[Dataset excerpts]

= = =

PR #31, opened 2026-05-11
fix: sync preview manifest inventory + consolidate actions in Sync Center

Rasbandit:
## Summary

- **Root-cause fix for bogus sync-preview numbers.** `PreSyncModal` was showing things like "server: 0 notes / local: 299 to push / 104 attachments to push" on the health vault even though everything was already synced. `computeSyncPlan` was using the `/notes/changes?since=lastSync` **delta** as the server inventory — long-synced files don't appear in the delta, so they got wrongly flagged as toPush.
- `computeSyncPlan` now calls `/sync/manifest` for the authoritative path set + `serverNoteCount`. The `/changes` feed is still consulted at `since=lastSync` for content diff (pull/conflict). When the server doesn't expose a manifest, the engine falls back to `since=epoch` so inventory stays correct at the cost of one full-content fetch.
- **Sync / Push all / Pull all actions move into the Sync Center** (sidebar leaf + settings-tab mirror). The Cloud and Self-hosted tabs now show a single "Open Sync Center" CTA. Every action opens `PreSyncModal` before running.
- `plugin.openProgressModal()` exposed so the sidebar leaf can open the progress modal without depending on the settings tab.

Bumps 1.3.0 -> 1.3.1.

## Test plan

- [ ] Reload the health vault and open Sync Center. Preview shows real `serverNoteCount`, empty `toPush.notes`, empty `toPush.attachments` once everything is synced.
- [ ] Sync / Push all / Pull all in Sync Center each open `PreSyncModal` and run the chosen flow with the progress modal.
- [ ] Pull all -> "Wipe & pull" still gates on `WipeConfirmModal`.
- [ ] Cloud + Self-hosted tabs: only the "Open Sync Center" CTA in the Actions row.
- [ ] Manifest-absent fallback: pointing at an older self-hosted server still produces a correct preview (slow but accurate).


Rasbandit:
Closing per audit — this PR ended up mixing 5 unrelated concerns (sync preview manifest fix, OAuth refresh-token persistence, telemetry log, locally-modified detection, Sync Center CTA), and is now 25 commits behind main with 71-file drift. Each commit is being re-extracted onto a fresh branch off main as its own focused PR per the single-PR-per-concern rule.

= = =

• _Exercise description_
Return every line in the records that includes the string "lastSync".

• _Expected answer_
- **Root-cause fix for bogus sync-preview numbers.** `PreSyncModal` was showing things like "server: 0 notes / local: 299 to push / 104 attachments to push" on the health vault even though everything was already synced. `computeSyncPlan` was using the `/notes/changes?since=lastSync` **delta** as the server inventory — long-synced files don't appear in the delta, so they got wrongly flagged as toPush.
- `computeSyncPlan` now calls `/sync/manifest` for the authoritative path set + `serverNoteCount`. The `/changes` feed is still consulted at `since=lastSync` for content diff (pull/conflict). When the server doesn't expose a manifest, the engine falls back to `since=epoch` so inventory stays correct at the cost of one full-content fetch.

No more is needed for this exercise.